→ EXERCISE DETAILS: Run through the records and show each line that includes the string "ChplListingPage".

→ INPUT RECORDS:
===

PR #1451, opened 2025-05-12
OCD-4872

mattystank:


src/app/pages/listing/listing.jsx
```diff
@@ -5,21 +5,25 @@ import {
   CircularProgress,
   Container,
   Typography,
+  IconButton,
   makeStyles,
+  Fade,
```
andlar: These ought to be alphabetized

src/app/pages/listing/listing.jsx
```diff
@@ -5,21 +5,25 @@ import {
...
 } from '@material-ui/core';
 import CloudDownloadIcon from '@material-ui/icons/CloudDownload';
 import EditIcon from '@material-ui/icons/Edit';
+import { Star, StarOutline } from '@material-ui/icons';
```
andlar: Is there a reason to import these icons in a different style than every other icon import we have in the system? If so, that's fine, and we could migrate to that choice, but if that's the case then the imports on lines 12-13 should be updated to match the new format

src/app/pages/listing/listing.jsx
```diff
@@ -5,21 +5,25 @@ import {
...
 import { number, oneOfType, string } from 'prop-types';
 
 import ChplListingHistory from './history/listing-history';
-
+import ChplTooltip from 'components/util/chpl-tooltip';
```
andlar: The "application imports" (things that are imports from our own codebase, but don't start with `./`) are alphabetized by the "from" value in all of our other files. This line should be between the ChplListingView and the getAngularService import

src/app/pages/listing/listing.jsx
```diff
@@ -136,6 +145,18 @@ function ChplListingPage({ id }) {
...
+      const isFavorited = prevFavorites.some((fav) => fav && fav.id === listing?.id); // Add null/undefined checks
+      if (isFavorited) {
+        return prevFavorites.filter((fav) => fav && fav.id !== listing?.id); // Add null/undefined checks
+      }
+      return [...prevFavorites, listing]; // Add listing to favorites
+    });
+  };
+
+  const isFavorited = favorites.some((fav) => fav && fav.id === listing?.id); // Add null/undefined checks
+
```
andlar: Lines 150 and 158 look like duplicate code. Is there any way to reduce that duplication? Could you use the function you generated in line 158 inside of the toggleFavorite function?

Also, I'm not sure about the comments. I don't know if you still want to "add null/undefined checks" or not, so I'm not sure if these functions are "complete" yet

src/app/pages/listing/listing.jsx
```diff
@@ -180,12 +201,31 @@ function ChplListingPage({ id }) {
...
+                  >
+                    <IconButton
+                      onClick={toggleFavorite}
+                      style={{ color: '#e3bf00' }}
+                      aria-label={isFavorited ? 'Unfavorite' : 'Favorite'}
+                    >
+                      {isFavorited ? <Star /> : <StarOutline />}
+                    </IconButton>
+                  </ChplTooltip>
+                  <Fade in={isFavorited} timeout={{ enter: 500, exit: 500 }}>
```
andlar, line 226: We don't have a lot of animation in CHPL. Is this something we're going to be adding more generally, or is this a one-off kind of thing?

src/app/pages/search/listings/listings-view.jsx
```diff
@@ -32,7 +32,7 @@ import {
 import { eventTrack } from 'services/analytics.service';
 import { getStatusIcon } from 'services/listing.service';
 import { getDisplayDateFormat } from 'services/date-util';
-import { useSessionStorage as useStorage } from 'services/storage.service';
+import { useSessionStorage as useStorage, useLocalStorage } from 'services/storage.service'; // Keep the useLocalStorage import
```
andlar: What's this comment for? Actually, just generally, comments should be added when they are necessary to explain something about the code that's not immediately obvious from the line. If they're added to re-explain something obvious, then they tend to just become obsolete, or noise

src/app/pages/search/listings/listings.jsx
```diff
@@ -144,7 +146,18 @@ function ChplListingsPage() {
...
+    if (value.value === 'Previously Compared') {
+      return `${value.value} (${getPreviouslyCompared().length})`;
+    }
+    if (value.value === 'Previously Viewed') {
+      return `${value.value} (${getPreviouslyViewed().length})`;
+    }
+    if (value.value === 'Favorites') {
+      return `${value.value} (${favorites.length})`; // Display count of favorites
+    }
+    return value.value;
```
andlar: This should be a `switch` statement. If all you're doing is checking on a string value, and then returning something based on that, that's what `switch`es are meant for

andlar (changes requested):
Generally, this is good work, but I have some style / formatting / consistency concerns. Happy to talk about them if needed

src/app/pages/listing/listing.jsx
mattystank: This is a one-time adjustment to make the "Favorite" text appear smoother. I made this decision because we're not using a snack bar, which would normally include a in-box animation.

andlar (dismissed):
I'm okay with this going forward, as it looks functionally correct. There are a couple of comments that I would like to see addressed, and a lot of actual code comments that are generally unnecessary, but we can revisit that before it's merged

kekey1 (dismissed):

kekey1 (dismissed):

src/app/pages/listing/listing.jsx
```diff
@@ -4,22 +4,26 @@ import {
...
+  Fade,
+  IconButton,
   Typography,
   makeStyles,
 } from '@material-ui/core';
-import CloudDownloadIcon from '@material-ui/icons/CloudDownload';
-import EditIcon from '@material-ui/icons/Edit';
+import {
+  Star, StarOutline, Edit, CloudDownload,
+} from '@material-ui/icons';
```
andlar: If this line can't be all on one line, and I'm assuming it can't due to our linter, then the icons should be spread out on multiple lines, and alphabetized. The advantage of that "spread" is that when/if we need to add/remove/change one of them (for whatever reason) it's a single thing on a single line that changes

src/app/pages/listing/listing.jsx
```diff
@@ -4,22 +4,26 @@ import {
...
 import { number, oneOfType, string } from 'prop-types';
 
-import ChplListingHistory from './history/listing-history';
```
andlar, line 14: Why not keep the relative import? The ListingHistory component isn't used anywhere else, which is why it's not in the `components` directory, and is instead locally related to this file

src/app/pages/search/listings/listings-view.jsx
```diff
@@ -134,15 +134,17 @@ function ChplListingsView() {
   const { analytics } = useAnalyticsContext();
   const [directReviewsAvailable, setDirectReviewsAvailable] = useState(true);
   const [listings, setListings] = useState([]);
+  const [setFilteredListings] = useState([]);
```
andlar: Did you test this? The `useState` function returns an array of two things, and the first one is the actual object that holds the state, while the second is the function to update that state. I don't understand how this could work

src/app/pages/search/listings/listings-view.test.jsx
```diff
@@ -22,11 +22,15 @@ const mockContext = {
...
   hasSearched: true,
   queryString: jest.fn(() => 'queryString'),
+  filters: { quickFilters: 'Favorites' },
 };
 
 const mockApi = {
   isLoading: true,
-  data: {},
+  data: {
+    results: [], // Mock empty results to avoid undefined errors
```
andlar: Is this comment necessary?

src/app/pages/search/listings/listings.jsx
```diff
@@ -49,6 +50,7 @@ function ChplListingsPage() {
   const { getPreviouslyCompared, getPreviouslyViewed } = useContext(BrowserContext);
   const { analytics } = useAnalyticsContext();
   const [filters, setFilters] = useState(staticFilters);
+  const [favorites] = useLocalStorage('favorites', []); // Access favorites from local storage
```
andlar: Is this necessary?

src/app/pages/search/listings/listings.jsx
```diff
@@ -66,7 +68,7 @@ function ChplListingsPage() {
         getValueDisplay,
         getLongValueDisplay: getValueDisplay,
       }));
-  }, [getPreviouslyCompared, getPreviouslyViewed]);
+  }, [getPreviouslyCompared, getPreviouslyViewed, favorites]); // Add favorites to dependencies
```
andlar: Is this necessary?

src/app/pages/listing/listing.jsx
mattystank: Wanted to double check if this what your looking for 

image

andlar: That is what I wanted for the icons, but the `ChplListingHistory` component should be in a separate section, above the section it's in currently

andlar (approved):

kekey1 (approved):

===

→ EXERCISE RESPONSE:
@@ -136,6 +145,18 @@ function ChplListingPage({ id }) {
@@ -180,12 +201,31 @@ function ChplListingPage({ id }) {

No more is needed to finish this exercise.